*Work instruction*: Both the line below containing "Much wow! So tested! 🐕" and the line containing "awetherill: I *think*", along with every line between them, should be repeated exactly; no other line belongs in the answer.

Source records
-.-.-
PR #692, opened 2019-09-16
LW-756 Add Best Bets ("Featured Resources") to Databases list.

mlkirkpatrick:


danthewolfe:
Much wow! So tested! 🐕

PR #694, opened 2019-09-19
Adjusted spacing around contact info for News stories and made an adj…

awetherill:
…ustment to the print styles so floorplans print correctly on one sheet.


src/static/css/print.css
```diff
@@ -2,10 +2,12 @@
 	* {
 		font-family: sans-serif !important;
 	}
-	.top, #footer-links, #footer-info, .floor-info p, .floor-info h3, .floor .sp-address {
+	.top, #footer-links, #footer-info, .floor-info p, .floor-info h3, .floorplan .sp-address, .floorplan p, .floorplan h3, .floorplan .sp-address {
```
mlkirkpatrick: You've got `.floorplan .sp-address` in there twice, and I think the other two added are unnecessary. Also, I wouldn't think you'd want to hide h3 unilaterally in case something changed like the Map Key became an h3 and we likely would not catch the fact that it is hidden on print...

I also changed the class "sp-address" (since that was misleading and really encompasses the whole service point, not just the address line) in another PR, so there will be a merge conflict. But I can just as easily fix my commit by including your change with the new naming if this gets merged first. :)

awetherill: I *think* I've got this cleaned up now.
-.-.-
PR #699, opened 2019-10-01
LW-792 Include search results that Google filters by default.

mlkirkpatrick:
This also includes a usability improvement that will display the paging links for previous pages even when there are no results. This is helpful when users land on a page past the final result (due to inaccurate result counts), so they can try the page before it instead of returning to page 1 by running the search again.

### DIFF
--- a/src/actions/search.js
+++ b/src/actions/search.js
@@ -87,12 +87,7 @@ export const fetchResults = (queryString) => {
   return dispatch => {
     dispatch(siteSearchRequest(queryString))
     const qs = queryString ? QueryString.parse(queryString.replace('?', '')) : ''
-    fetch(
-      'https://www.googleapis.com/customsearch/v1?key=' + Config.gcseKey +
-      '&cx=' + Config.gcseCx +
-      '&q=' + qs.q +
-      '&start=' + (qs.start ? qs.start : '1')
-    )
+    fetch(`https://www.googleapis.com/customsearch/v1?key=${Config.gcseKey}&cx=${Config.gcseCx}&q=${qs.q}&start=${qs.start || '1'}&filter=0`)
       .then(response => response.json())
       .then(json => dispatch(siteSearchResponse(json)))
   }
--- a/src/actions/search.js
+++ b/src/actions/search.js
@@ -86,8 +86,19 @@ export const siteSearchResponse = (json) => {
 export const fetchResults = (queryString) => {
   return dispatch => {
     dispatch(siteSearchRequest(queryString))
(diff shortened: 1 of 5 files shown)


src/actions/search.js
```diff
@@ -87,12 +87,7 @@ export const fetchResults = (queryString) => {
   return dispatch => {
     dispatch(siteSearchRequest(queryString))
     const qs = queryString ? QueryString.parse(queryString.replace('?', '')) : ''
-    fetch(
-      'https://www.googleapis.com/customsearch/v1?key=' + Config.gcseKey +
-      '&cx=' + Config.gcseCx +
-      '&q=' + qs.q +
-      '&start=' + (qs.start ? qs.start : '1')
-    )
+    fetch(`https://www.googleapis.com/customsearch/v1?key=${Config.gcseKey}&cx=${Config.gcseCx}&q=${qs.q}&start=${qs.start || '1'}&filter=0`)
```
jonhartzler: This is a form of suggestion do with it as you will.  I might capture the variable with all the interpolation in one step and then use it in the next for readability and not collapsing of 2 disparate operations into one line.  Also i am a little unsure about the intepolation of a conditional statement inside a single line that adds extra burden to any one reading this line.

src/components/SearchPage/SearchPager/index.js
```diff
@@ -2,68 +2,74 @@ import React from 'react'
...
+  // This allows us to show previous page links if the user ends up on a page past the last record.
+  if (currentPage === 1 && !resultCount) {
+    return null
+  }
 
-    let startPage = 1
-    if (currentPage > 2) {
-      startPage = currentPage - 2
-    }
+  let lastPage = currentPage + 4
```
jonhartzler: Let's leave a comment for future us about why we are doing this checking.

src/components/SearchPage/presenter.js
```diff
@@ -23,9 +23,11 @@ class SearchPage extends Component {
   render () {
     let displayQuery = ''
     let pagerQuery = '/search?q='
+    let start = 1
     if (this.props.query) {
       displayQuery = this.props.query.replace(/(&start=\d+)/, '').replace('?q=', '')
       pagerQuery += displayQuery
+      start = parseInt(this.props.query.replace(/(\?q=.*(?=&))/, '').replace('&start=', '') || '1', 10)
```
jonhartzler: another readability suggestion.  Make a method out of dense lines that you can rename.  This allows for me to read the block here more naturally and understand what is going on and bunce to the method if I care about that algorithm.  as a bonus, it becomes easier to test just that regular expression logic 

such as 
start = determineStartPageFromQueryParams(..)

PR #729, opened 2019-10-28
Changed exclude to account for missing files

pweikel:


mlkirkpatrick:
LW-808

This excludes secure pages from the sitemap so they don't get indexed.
-.-.-
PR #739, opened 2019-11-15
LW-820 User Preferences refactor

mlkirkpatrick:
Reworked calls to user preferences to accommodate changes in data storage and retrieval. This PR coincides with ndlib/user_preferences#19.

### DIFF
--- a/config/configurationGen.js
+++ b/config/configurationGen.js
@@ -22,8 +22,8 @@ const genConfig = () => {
-.-.-
*Solution for this exercise*:
Much wow! So tested! 🐕

PR #694, opened 2019-09-19
Adjusted spacing around contact info for News stories and made an adj…

awetherill:
…ustment to the print styles so floorplans print correctly on one sheet.


src/static/css/print.css
```diff
@@ -2,10 +2,12 @@
 	* {
 		font-family: sans-serif !important;
 	}
-	.top, #footer-links, #footer-info, .floor-info p, .floor-info h3, .floor .sp-address {
+	.top, #footer-links, #footer-info, .floor-info p, .floor-info h3, .floorplan .sp-address, .floorplan p, .floorplan h3, .floorplan .sp-address {
```
mlkirkpatrick: You've got `.floorplan .sp-address` in there twice, and I think the other two added are unnecessary. Also, I wouldn't think you'd want to hide h3 unilaterally in case something changed like the Map Key became an h3 and we likely would not catch the fact that it is hidden on print...

I also changed the class "sp-address" (since that was misleading and really encompasses the whole service point, not just the address line) in another PR, so there will be a merge conflict. But I can just as easily fix my commit by including your change with the new naming if this gets merged first. :)

awetherill: I *think* I've got this cleaned up now.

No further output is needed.